Gelet op het voorgaande acht de rechtbank het primair ten laste gelegde feit wettig en overtuigend bewezen, zoals hierna onder 4.4 weergegeven.
Feit 2
De rechtbank constateert dat de Beneluxlaan als plaats van het ongeval ten laste is gelegd. Uit het dossier en wat ter zitting naar voren is gekomen, blijkt echter duidelijk dat het ongeval heeft plaatsgevonden op de Baden Powelllaan, die de Beneluxlaan kruist. De rechtbank zal de tenlastelegging daarom op dit punt verbeterd lezen.
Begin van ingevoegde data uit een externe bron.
PR #1652, opened 2022-08-01
Closes #1631 - Message Arg Generation Using Dispatch Table

### LINKED ISSUE #1631: Dispatch Table to replace `if else` for JSON Parsing
The function converting JSON into a format that is readable by arkouda has an `if elif else` block with 4 cases currently. @hokiegeek2 recommended that if this expands, it would be a good candidate to update to a dispatch table.

Update this block to utilize a dispatch table preemptively.

PR #1619 changes required for this change.

Ethan-DeBandi99:
Closes #1631 

This PR updates the `if/else` logic to generate the appropriate `ParameterObject` based on the type to use a dispatch table. This is for better performance down the road when more object formats are moved to the server.

- Adds `factory()` static method to `ParameterObject` to pass a `key, val` pair and return the appropriate `ParameterObject`. This is using the dispatch table.
- Updates the `_json_args_to_str()` to call `ParameterObject.factory(key, val)` instead of running the logic itself.

### DIFF
--- a/arkouda/message.py
+++ b/arkouda/message.py
@@ -115,7 +115,7 @@ class ParameterObject:
         -------
         ParameterObject
         """
-        dtypes = set([p.dtype for p in val])
+        dtypes = set([p.dtype if hasattr(p, "dtype") else type(p).__name__ for p in val])
         if len(dtypes) > 1:
             t_str = ", ".join(dtypes)
             raise TypeError(f"List values must be of the same type. Found {t_str}")
--- a/arkouda/message.py
+++ b/arkouda/message.py
@@ -3,6 +3,9 @@ from __future__ import annotations
 from dataclasses import dataclass
 from enum import Enum
 from typing import Dict
+from typeguard import typechecked
+
+import json
 
 
 class ObjectType(Enum):
@@ -32,6 +35,7 @@ class ObjectType(Enum):
 
 
 class ParameterObject:
+
     __slots = ("key", "objType", "dtype", "val")
 
     key: str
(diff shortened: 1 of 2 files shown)


arkouda/message.py
```diff
@@ -54,6 +58,129 @@ def dict(self):
...
+        key : str
+            key from the dictionary object
+        val
+            the value corresponding to the provided key from the dictionary
+
+        Returns
+        --------
+        ParameterObject - The parameter object formatted to be parsed by the chapel server
+        """
+        dispatch = ParameterObject.generate_dispatch()
```
pierce314159, line 178: is it possible to pull `dispatch` out, so we can cache the table instead of rebuilding? I first I thought we might be able to do just define it since it doesn't appear to change, but then i realized their might be circular dependency issues

Ethan-DeBandi99:
This requires the change from PR #1655, so I am converting to draft for now.

arkouda/message.py
Ethan-DeBandi99: We probably can, I will look into this.

Ethan-DeBandi99: In order to do this (due to the circular references) we would have to update the current return from `generate_dispatch()` to 
```
return {
           "pdarray": ParameterObject._build_pdarray_param,
            "Strings": ParameterObject._build_strings_param,
            list.__name__: ParameterObject._build_list_param,
        }
```
This is not really an issue to do, but will rely on devs providing the correct value for arkouda class names because it would need to be the equivalent to `class.__name__`.

Ethan-DeBandi99: We would also need to change the structure because making it a class property of `ParameterObject` is not possible due to the fact that the dispatch is mapping to static methods within the class which are not yet defined. 

The other option would be to create the functions at the file level and have `arkouda.client.PARAM_DISPATCH`. This would again require the changes above unless we defined inside a function to prevent issues with the circular import. It would end up looking something like this
```
def generate_dispatch() -> Dict:
    """
    Builds and returns the dispatch table used to build parameter object.

    Returns
    -------
    Dictionary - mapping the parameter type to the build function
    """
    from arkouda.pdarrayclass import pdarray
    from arkouda.strings import Strings

    return {
        pdarray.__name__: _build_pdarray_param,
        Strings.__name__: _build_strings_param,
        list.__name__: _build_list_param,
    }
PARAM_DISPATCH = generate_dispatch()
```
This would also require the `_build_*` functions to be moved out of the `ParameterObject` class

Ethan-DeBandi99: Attempted configuring as above and we still get stuck with the circular import issues.

hokiegeek2: @pierce314159 definitely makes an excellent point. However, given the circular dependency stuff here, I recommend keeping this as-is for now and adding a tech debt issue to resolve the circular dependency

hokiegeek2 (approved):
overall looks good to me

pierce314159 (approved):

PR #1655, opened 2022-08-01
Closes #1654 - Fix JSON bug when param does not have `.dtype`

### LINKED ISSUE #1654: Bug in JSON message parsing with list of strings
The JSON message parsing assumes that `List`s will contain arkouda objects, It would be nice if it could handle `List[str]` as well

```python
args = {
    "size": len(self.columns),
    "columns": self.columns,
    "data_names": [numeric(self[c]).name for c in self.columns],
}

stuff = json.loads(
    generic_msg(
        cmd="corrMatrix",
        args=args,
    )
)
```
Here `self.columns = ['x', 'y']`. `str` doesn't have a dtype so we get the following error
```
In [5]: ak.DataFrame({'x': x, 'y': y}).corr()

File ~/proj/arkouda/arkouda/client.py:588, in <listcomp>(.0)
    586     param = ParameterObject(key, ObjectType.STRINGS, "str", name)
    587 elif isinstance(val, list):
--> 588     dtypes = set([p.dtype for p in val])
    589     if len(dtypes) > 1:
    590         t_str = ", ".join(dtypes)

AttributeError: 'str' object has no attribute 'dtype'
```
encountered while working #1643

Ethan-DeBandi99:
Closes #1654 

Updates type check to handle when `dtype` attribute does not exist.

### DIFF
--- a/arkouda/client.py
+++ b/arkouda/client.py
@@ -585,7 +585,7 @@ def _json_args_to_str(json_obj: Dict) -> Tuple[int, str]:
             name = val.name if val.name else ""
             param = ParameterObject(key, ObjectType.STRINGS, "str", name)
         elif isinstance(val, list):
-            dtypes = set([p.dtype for p in val])
+            dtypes = set([p.dtype if hasattr(p, "dtype") else type(p) for p in val])
             if len(dtypes) > 1:
                 t_str = ", ".join(dtypes)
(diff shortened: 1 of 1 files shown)


pierce314159 (approved):
looks good!

joshmarshall1 (approved):

PR #1657, opened 2022-08-03
Closes #1589 - Adds test to verify randomness for `ak.randint`

### LINKED ISSUE #1589: Add checks to ensure `randint` values produced by chapel are random enough
Related to #1220, suggested in PR #1542 

We should add checks to ensure that non-seeded random array value generation methods are producing arrays with confidently random enough values. If the values are not determined random enough, produce and return a new set of values.

joshmarshall1:
This PR closes #1589 

This test uses a series of 20 trials with `randint` pdarrays of 250 entries with a min of 0 and a max of 2**32 and performs a 'runs test' on each trial to verify randomness to 95% confidence. The test will pass as long as 80% of trials (16 or more) are verified random. 

In my testing this has passed 25 times with 0 failures. I did increase the requirement to pass to 20/20 trials to force failures in order to verify functionality. Most of these failures were either 18 or 19 successes, with some tests passing all 20 trials.

### DIFF
--- a/tests/pdarray_creation_test.py
+++ b/tests/pdarray_creation_test.py
@@ -1,4 +1,6 @@
 import datetime as dt
+import math
+import statistics
 from collections import deque
 
 import numpy as np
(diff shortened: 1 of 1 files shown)


Ethan-DeBandi99 (approved):
This looks good to me.

I am not sure we need more than one test here, but I am thinking it may be beneficial at some point to add a second randomness test. Maybe the Poker Test? This link has some good info on it, https://towardsdatascience.com/poker-test-pattern-based-random-number-detection-in-python-ec2dba4955bc. 

There is also a Python package that will do this, [randtest](https://pypi.org/project/randtest/). Might be worth adding that and using it to check randomness. 

Again, this PR looks good and I think we can merge this, the other comments are just for awareness and and maybe future issues.

pierce314159 (approved):
I don't know enough about stats to verify the logic, but passing a 95% confidence test 80% of the time seems good enough for me! I also like ethan suggestion of using `randtest` i think this combined with being validated by an external random test would be great

Ethan-DeBandi99:
I added issue #1665 to integrate `randtest` as well. I don't think that is a pressing priority, but wanted to have it tracked so this could be merged.

PR #1661, opened 2022-08-04
Closes #1643: `Covariance` and `Correlation`

### LINKED ISSUE #1643: Functions to calculate covariance, pearson r between two pdarrays and generate correlation matrix on dataframe
The below code snippets allow for the calculation of the covariance between two ak.pdarrays, the Pearson Correlation Coefficient (Pearson R) between two ak.pdarrays and the correlation matrix (using above) of a DataFrame. 

The correlation matrix is similar to pandas pd.DataFrame.corr and can be set to return either an ak.DataFrame or pd.DataFrame. When returning a pd.DataFrame allows row index to be set to same as column names. 

The below are possibly not the best implementations. Maybe cov and pearson_r (or similar) go into ak.numeric and corr into ak.DataFrame. Up for discussion. 

Attempts to handle type issues. 
```python
def cov(X,Y):
     '''
     Calculates the covariance of the sample
     Params: X, Y are ak.pdarray
     Returns: covariance value (float)
     '''
     covariance = None
     muX = ak.mean(X)
     muY = ak.mean(Y)
     covariance = ak.sum((X-muX)*(Y-muY)) / (X.size-1)
     return covariance

def pearson_r(X,Y):
     '''
     Calculates the Pearson Correlation Coefficient (Pearson R)
     Params: X, Y are ak.pdarray
     Returns: the value of Pearson R as float from -1 to 1
     '''
     covXY = cov(X,Y)
     sigmaX = X.std()
     sigmaY = Y.std()
     corr_p = covXY / (sigmaX * sigmaY)
     return corr_p

def corr(df, return_pandas = True):
     '''
     Generates the correlation matrix using Pearson R for all columns of a Dataframe with each other. Attempts to convert to numeric
     values where possible for inclusion in the matrix. 
     Does not handle uint as current arkouda does not support the required binop
     Params: df:ak.DataFrame
                   return_pandas : boolean 
     Returns: pandas dataframe if return_pandas is True. Otherwise return ak.DataFrame
     '''
     numeric_cols = []
     pd_df = pd.DataFrame()
     #copy the dataframe to handle the type issues. There may be a better way. 
     tmp_df = df.copy(deep = True)
     for c in tmp_df.columns:
           if type(tmp_df[c]) is ak.pdarray:
                 #temp until fixed
                 if tmp_df[c] is ak.uint64:
                      continue
                 else:
                      numeric_cols.append(c)
           elif type(tmp_df[c]) is ak.Categorical:
                tmp_df[c] = tmp_df[c].codes
                numeric_cols.append(c)
           elif type(tmp_df[c]) is ak.Strings:
                tmp_df[c] = ak.Categorical(tmp_df[c]).codes
                numeric_cols.append(c)

     for c in numeric_cols:
          _ = []
          for c2 in numeric_cols:
               _.append(pearson_r(tmp_df[c], tmp_df[c2]))
          pd_df[c] = _
     tmp_df = {}
     if return_pandas:
          pd_df.index = pd_df.columns
          return pd_df
     else:
          return ak.DataFrame.from_pandas(pd_df)

```

pierce314159:
This PR (Closes https://github.com/Bears-R-Us/arkouda/issues/1643):
- Adds covariance `ak.cov(pda1, pda2)`, correlation for pdarrays `ak.corr(pda1, pda2)`, and correlation matrix for dataframes `df.corr()`
- Moves `mean`, `var`, `std` to server
- Adds testing for these functions and their type combos
- Utilizes the new JSON message arguments infrastructure

### DIFF
--- a/arkouda/dataframe.py
+++ b/arkouda/dataframe.py
@@ -1802,6 +1802,49 @@ class DataFrame(UserDict):
 
         return DataFrame(df_def, index=self.index)
 
+    def corr(self) -> DataFrame:
+        """
+        Return new DataFrame with pairwise correlation of columns
+
+        Returns
+        -------
+        DataFrame
+            Arkouda DataFrame containing correlation matrix of all columns
+
+        Raises
+        ------
+        RuntimeError
+            Raised if there's a server-side error thrown
+
+        See Also
+        --------
+        pdarray.corr
+
+        Notes
+        -----
+        Generates the correlation matrix using Pearson R for all columns
+
+        Attempts to convert to numeric values where possible for inclusion in the matrix.
+        """
+        # TODO converting Strings to Categorical goes out of scope, i don't love registering it
+        unregister_names: List = []
+
+        def numeric_help(d):
+            if isinstance(d, Strings):
+                d = Categorical(d).register(f"keep_{len(unregister_names)}")
+                unregister_names.append(d.name)
+            return d if isinstance(d, pdarray) else d.codes
+
+        args = {
+            "size": len(self.columns),
+            "columns": self.columns,
+            "data_names": [numeric_help(self[c]).name for c in self.columns],
+        }
+
+        ret_dict = json.loads(generic_msg(cmd="corrMatrix", args=args))
+        [Categorical.unregister_categorical_by_name(name) for name in unregister_names]
+        return DataFrame({c: create_pdarray(ret_dict[c]) for c in self.columns})
+
 
 def sorted(df, column=False):
     """
--- a/arkouda/dataframe.py
+++ b/arkouda/dataframe.py
@@ -1832,11 +1832,10 @@ class DataFrame(UserDict):
                 d = Categorical(d)
             return d if isinstance(d, pdarray) else d.codes
 
-        numeric_cols = [numeric_help(self[c]) for c in self.columns]
         args = {
             "size": len(self.columns),
             "columns": self.columns,
-            "data_names": [col.name for col in numeric_cols],
+            "data_names": [numeric_help(self[c]) for c in self.columns],
         }
 
         ret_dict = json.loads(generic_msg(cmd="corrMatrix", args=args))
--- a/arkouda/dataframe.py
+++ b/arkouda/dataframe.py
@@ -1826,23 +1826,20 @@ class DataFrame(UserDict):
 
         Attempts to convert to numeric values where possible for inclusion in the matrix.
         """
-        # TODO converting Strings to Categorical goes out of scope, i don't love registering it
-        unregister_names: List = []
 
         def numeric_help(d):
             if isinstance(d, Strings):
-                d = Categorical(d).register(f"keep_{len(unregister_names)}")
-                unregister_names.append(d.name)
+                d = Categorical(d)
             return d if isinstance(d, pdarray) else d.codes
 
+        numeric_cols = [numeric_help(self[c]) for c in self.columns]
         args = {
             "size": len(self.columns),
             "columns": self.columns,
-            "data_names": [numeric_help(self[c]).name for c in self.columns],
+            "data_names": [col.name for col in numeric_cols],
         }
 
         ret_dict = json.loads(generic_msg(cmd="corrMatrix", args=args))
-        [Categorical.unregister_categorical_by_name(name) for name in unregister_names]
         return DataFrame({c: create_pdarray(ret_dict[c]) for c in self.columns})
 
 
--- a/src/Stats.chpl
+++ b/src/Stats.chpl
@@ -9,7 +9,7 @@ module Stats {
         return (+ reduce ((ar:real - mean(ar)) ** 2)) / (aD.size - ddof):real;
     }
 
-    proc std(ar: [?aD] ?t1, ddof: int): real throws {
+    proc std(ar: [?aD] ?t, ddof: int): real throws {
         return sqrt(variance(ar, ddof));
     }
 
--- a/src/Stats.chpl
+++ b/src/Stats.chpl
@@ -1,0 +1,23 @@
+module Stats {
+    use AryUtil;
+
+    proc mean(ar1: [?aD1] ?t): real throws {
+        return (+ reduce ar1:real) / aD1.size:real;
+    }
+
+    proc variance(ar1: [?aD1] ?t, ddof: int): real throws {
+        return (+ reduce ((ar1:real - mean(ar1)) ** 2)) / (aD1.size - ddof):real;
+    }
+
+    proc std(ar1: [?aD1] ?t, ddof: int): real throws {
+        return sqrt(variance(ar1, ddof));
+    }
+
+    proc cov(ar1: [?aD1] ?t, ar2: [?aD2] ?t2): real throws {
+        return (+ reduce ((ar1:real - mean(ar1)) * (ar2:real - mean(ar2)))) / (aD1.size - 1):real;
+    }
+
+    proc corr(ar1: [?aD1] ?t, ar2: [?aD2] ?t2): real throws {
+        return cov(ar1, ar2) / (std(ar1, 1) * std(ar2, 1));
+    }
+}
--- a/src/Stats.chpl
+++ b/src/Stats.chpl
@@ -1,23 +1,23 @@
 module Stats {
     use AryUtil;
 
-    proc mean(ar1: [?aD1] ?t): real throws {
-        return (+ reduce ar1:real) / aD1.size:real;
+    proc mean(ar: [?aD] ?t): real throws {
+        return (+ reduce ar:real) / aD.size:real;
     }
 
-    proc variance(ar1: [?aD1] ?t, ddof: int): real throws {
-        return (+ reduce ((ar1:real - mean(ar1)) ** 2)) / (aD1.size - ddof):real;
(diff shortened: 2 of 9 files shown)


src/Stats.chpl
```diff
@@ -0,0 +1,23 @@
...
+        return (+ reduce ar1:real) / aD1.size:real;
+    }
+
+    proc variance(ar1: [?aD1] ?t, ddof: int): real throws {
+        return (+ reduce ((ar1:real - mean(ar1)) ** 2)) / (aD1.size - ddof):real;
+    }
+
+    proc std(ar1: [?aD1] ?t, ddof: int): real throws {
+        return sqrt(variance(ar1, ddof));
+    }
```
Ethan-DeBandi99, line 14: This is not an issue just me being picky. In both these functions, my brain wanted to look for `ar2` and `aD2` because of the naming. Since there are only 1 array being passed to these functions, could we change `ar1` and `aD1` to `ar` and `aD`.  I think this will read a little easier, but is not a deal breaker.

src/Stats.chpl
```diff
@@ -0,0 +1,23 @@
...
+
+    proc cov(ar1: [?aD1] ?t, ar2: [?aD2] ?t2): real throws {
+        return (+ reduce ((ar1:real - mean(ar1)) * (ar2:real - mean(ar2)))) / (aD1.size - 1):real;
+    }
+
+    proc corr(ar1: [?aD1] ?t, ar2: [?aD2] ?t2): real throws {
+        return cov(ar1, ar2) / (std(ar1, 1) * std(ar2, 1));
+    }
```
Ethan-DeBandi99, line 22: Again, being picky... can we make `?t` be `?t1`. Not really an issue, but provides consistency in the naming.

tests/stats_test.py
```diff
@@ -0,0 +1,108 @@
...
+    def test_mean(self):
+        self.assertEqual(self.x.mean(), self.pdx.mean())
+        self.assertEqual(self.y.mean(), self.pdy.mean())
+        self.assertEqual(self.u.mean(), self.pdu.mean())
+        self.assertEqual(self.b.mean(), self.pdb.mean())
+        self.assertEqual(self.f.mean(), self.pdf.mean())
+
+    def test_var(self):
+        # Note the numpy and pandas var/std differ, we follow numpy by default
+        # The pandas version requires ddof = 1
```
Ethan-DeBandi99, line 32: Can we add this as a `Note` to the `var` method docstring? I am just worried this will get missed otherwise.

tests/stats_test.py
```diff
@@ -0,0 +1,108 @@
...
+        self.c = ak.Categorical(self.s)
+
+    def test_mean(self):
+        self.assertEqual(self.x.mean(), self.pdx.mean())
+        self.assertEqual(self.y.mean(), self.pdy.mean())
+        self.assertEqual(self.u.mean(), self.pdu.mean())
+        self.assertEqual(self.b.mean(), self.pdb.mean())
+        self.assertEqual(self.f.mean(), self.pdf.mean())
+
+    def test_var(self):
```
Ethan-DeBandi99, line 30: Should this also test against numpy? It looks like we are only testing pandas.

arkouda/dataframe.py
```diff
@@ -1802,6 +1802,49 @@ def isin(self, values: Union[pdarray, Dict, Series, DataFrame]) -> DataFrame:
...
+        --------
+        pdarray.corr
+
+        Notes
+        -----
+        Generates the correlation matrix using Pearson R for all columns
+
+        Attempts to convert to numeric values where possible for inclusion in the matrix.
+        """
+        # TODO converting Strings to Categorical goes out of scope, i don't love registering it
```
Ethan-DeBandi99, line 1829: Can we remove this and add an issue for looking into this further? I am not a fan of pushing `TODO`s in master.

Ethan-DeBandi99 (changes requested):
A few minor things, but all the logic looks good. Just me being picky on most the things.

I also wanted to note that @pierce314159 and I discussed putting in an issue with Chapel to allow generic functions to be passed as params. I think that would really help scale down the code with the type checking.

src/Stats.chpl
pierce314159: yeah that's a good idea!

tests/stats_test.py
pierce314159: it's kinda already there. This is saying that 0 is the maximum likelihood estimate and 1 is the unbiased estimator. It might be worthwhile to give a more explicit call out that numpy uses maximum likelihood estimate by default and pandas uses unbiased estimator. and that we default to numpy
https://github.com/Bears-R-Us/arkouda/blob/c8ce6c449562ab6ce67363a347043f1b8d86a76b/arkouda/pdarrayclass.py#L2005-2015

Ethan-DeBandi99: Yeah you are right. I only looked at the docstring of the `var` function inside of the class, not the file level function.

src/StatsMsg.chpl
```diff
@@ -0,0 +1,316 @@
...
+        param pn = Reflection.getRoutineName();
+        var args = parseMessageArgs(payload, 3);
+
+        var size = args.get("size").getIntValue();
+        var columns = args.get("columns").getList(size);
+        var dataNames = args.get("data_names").getList(size);
+
+        var corrDict = new map(keyType=string, valType=string);
+        // TODO CORRELATION MATRIX IS SYMMETRIC, WE CAN USE THAT!
+        // would this be easy to do with a 2D chapel matrix?
```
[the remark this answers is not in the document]
pierce314159: Issue created to track this optimization #1663

arkouda/dataframe.py
pierce314159: Removed! And while I was writing up the issue, I actually came up with a workaround, if u don't mind checking it out and letting me know what u think

```python
>>> s = ak.array([f"string {i}" for i in range(10)])
>>> c = ak.Categorical(s)
>>> s2 = ak.array([f"{i} string {i}" for i in range(10)])
>>> c2 = ak.Categorical(ak.array([f'my_cat {i}' for i in range(10)]))
>>> ak.DataFrame({"s": s, "c": c, "s2": s2, "c2": c2}).corr()
          s         c        s2        c2
0  1.000000  1.000000 -0.127273  0.090909
1  1.000000  1.000000 -0.127273  0.090909
2 -0.127273 -0.127273  1.000000  0.272727
3  0.090909  0.090909  0.272727  1.000000 (4 rows x 4 columns)
```

tests/stats_test.py
pierce314159: done!

arkouda/dataframe.py
Ethan-DeBandi99: @pierce314159 if this work around is functional I would much prefer using that over having to register and deregister things. Though that is a matter of preference on my part. I think this looks simple enough as well that we could update this as part of the current PR and close the subsequent issue you created. Unless you believe there is still a better way to do this. 

*Leaving this thread open for now. The original concern was addressed., but I think there is more discussion to have at this time.*

Ethan-DeBandi99: I also wanted to note, I am not currently seeing the register/unregister code here anymore, did you remove it in anticipation of making the above update?

src/Stats.chpl
Ethan-DeBandi99: Just being picky again, you updated 
`proc std(ar1: [?aD1] ?t, ddof: int): real throws {`
to 
`proc std(ar: [?aD] ?t1, ddof: int): real throws {`
Can we remove the `1` from `?t1` so it matches the definitions of `mean` and `variance`?

Ethan-DeBandi99 (commented):
I updated a few of the comments from my previous review instead of adding new as everything was related to those. Nothing major.

arkouda/dataframe.py
pierce314159: Oh no the code you're seeing is the fix for this. Previously we had
```python
args = {
    "size": len(self.columns),
    "columns": self.columns,
    "data_names": [numeric_help(self[c]).name for c in self.columns],
}
```
which would go out of scope because `Categorical`s created by `numeric_help` go out of scope.

To fix this i created a list to store the `Categorical`s created by `numeric_help` which is gonna stick around for a bit
```python
numeric_cols = [numeric_help(self[c]) for c in self.columns]
args = {
    "size": len(self.columns),
    "columns": self.columns,
    "data_names": [col.name for col in numeric_cols],
}
```
So this takes care of the need to register/unregister

Once your PR #1662, is merged this will just be
```python
numeric_cols = [numeric_help(self[c]) for c in self.columns]
args = {
    "size": len(self.columns),
    "columns": self.columns,
    "data_names": numeric_cols,
}
```
which is why i call this a workaround cause it feels a little silly to create a var for this when it's only used once... but it's wayyyyy better than the reg/unreg stuff

pierce314159: actually, after merging 1662, the way we want to do this just works (i'm guessing because we're storing the actual pdarray in `args` now and not just the name?). So this has been updated to 
```python
args = {
    "size": len(self.columns),
    "columns": self.columns,
    "data_names": [numeric_help(self[c]) for c in self.columns],
}
```

Ethan-DeBandi99 (approved):
Looks good!

joshmarshall1 (approved):

reuster986 (approved):
very cool!

PR #1662, opened 2022-08-05
Closes #1632 - Multiple `dtype` support and improved list processing

### LINKED ISSUE #1632: Multiple `dtype` support for list in JSON formatted message arguments
Expand `list` case to support multiple `dtypes`.

Initial thought is to build a list of the `dtypes` with the `dtype` at index corresponding to the `dtype` of the value at index.

Ethan-DeBandi99:
Closes #1632 

- Adds proper support for lists. The `dtype` is now set to the type of the value within the list. This allows for a list of `pdarray`s that contain different `dtypes` to be in the same list. This does still require the list to be made up of 1 type. 
- Adds testing to ensure that all json arguments are parsed properly and set to allow for parsing on the server.

*Note - The regexes in the test are not using the escape sequences `\w` or `\d` because pytest produces deprecation warnings when using them*

### DIFF
--- a/tests/message_test.py
+++ b/tests/message_test.py
@@ -1,7 +1,11 @@
 import json
 import unittest
 
+from base_test import ArkoudaTest
+
+from arkouda.client import _json_args_to_str
 from arkouda.message import MessageFormat, MessageType, ReplyMessage, RequestMessage
+from arkouda.pdarraycreation import arange, array
 
 
 class MessageTest(unittest.TestCase):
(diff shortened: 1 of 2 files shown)


joshmarshall1 (approved):

tests/message_test.py
```diff
@@ -98,3 +102,62 @@ def testReplyMessage(self):
...
+        str1 = array(["abc", "def"])
+        str2 = array(["Test", "Test2"])
+        size, args = _json_args_to_str({"str1": str1, "str2": str2})
+        self.assertEqual(size, 2)
+        for a in json.loads(args):
+            p = json.loads(a)
+            self.assertRegex(p["key"], "^str(1|2)$")
+            self.assertEqual(p["objType"], "SEGSTRING")
+            self.assertEqual(p["dtype"], "str")
+            self.assertRegex(p["val"], "^id_[a-zA-Z0-9]{7}_[0-9]$")
```
pierce314159, line 163: doing `\\w` and `\\d` will work here without the deprecation warning, so `"^id_\\w{7}_\\d$"`

pierce314159 (commented):
Logic looks good! I just have a note on addressing the deprecation warning u were seeing with `\w` and `\d`

tests/message_test.py
Ethan-DeBandi99: Oh, sweet! Thanks @pierce314159. I updated it.

pierce314159 (approved):

PR #1673, opened 2022-08-10
Closes #1672: Temporarily change test_randint_randomness not to run

### LINKED ISSUE #1672: Temporarily change `test_randint_randomness` not to run
`test_randint_randomness` has been failing in CI runs a bit too frequently. We should lower the threshold for now and decide how we want to proceed (either relying solely on `randtest` after #1665 or if we are okay with the lower confidence test)

pierce314159:
This PR (Closes #1672):
- Changes the name of `test_randint_randomness` to `randint_randomness` which will cause the test to not run

Note:
Originally i was going to lower the threshold for passing, but did some back of the envelope math which lead me to believe the frequency of failures that we are seeing is surprising if `randint` is truly random. So I decided to remove the test until we can investigate this further

<details>
  <summary>Possibly incorrect probability math</summary>

This is a 95% confidence. So I think that if `randint` is truly random, then every trial has a 95% chance of passing and 5% chance of failing. Since the test should be 20 (i think independent) trials, this is a [Bernoulli experiment](https://en.wikipedia.org/wiki/Bernoulli_trial) with $n = 20$ and $p = 0.95$

So the probability of getting $k$ successes is
$$P(X= k) = { n \choose k}p^k q^{n-k}$$

Since the overall test only fails if we have >4 failures, to calculate the odds of overall success we can sum the probabilities of passing 16, 17, 18, 19, and 20 trials (since these are all independent events)
$$\sum_{i=16}^{20}{20 \choose i}0.95^{i} 0.05^{20-i} = 0.997426$$

so the odds of failure is $1-$ this and should be $0.0025739$. The overall test should only fail $0.25$% of the time... So I'm thinking there is something wrong with `randint` given the frequency of failures
</details>

### DIFF
--- a/tests/pdarray_creation_test.py
+++ b/tests/pdarray_creation_test.py
@@ -814,7 +814,9 @@ class PdarrayCreationTest(ArkoudaTest):
             self.assertTrue(np.all(a == i + 1))
             self.assertTrue(np.all(npa == i + 1))
 
-    def test_randint_randomness(self):
+    def randint_randomness(self):
+        # THIS TEST DOES NOT RUN, see Issue #1672
+        # To run rename to `test_randint_randomness`
         minVal = 0
         maxVal = 2**32
         size = 250


joshmarshall1 (approved):

Ethan-DeBandi99 (approved):
Looks good

PR #1674, opened 2022-08-10
Closes #1670: Remove `in-place` from `DataFrame.drop` docstring

### LINKED ISSUE #1670: df.drop docstring is misleading
https://github.com/Bears-R-Us/arkouda/blob/c89c1a40bacc012e7e7ce6a667e4282fbb6a034d/arkouda/dataframe.py#L676

Kind of a minor point, but if the main docstring says "in-place" a user would reasonably expect the default to be in place. Instead, the default value of the `inplace` argument is False.   I think either the docstring or default value ought to be changed, and I don't have an opinion on which one. 

Perhaps follow the pandas convention in this case if there's no reason not to:

https://pandas.pydata.org/docs/reference/api/pandas.DataFrame.drop.html

pierce314159:
Removes `in-place` from `DataFrame.drop` docstring (Closes #1670)

### DIFF
--- a/arkouda/dataframe.py
+++ b/arkouda/dataframe.py
@@ -680,7 +680,7 @@ class DataFrame(UserDict):
         inplace: bool = False,
     ) -> Union[None, DataFrame]:
         """
-        Drop column/s or row/s from the dataframe, in-place.
+        Drop column/s or row/s from the dataframe.
 
         Parameters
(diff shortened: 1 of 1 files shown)


Ethan-DeBandi99 (approved):
Looks good to me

De rechtbank heeft onder feit 1 reeds vastgesteld dat verdachte de bestuurder was van de auto die het slachtoffer heeft aangereden. Door de aanrijding is het slachtoffer op de motorkap en de voorruit van de auto terechtgekomen. Hierdoor is forse schade aan de auto ontstaan, onder andere aan de rechtervoorzijde van de voorruit van de auto. Het slachtoffer is daarna op de rijbaan terechtgekomen. Het kan dan ook niet anders dan dat verdachte wist dat hij aan het slachtoffer letsel had toegebracht. Hij had in die omstandigheden in ieder geval redelijkerwijs moeten vermoeden dat hij het slachtoffer in hulpeloze toestand achterliet toen hij besloot om door te rijden. Verdachte had terug moeten gaan naar de plaats van het ongeval om zich ervan te vergewissen hoe het met het slachtoffer ging en hulp moeten verlenen. Hij heeft dat niet gedaan en heeft zich daarmee schuldig gemaakt aan het verlaten van een plaats ongeval, zoals hierna onder 4.4 weergegeven.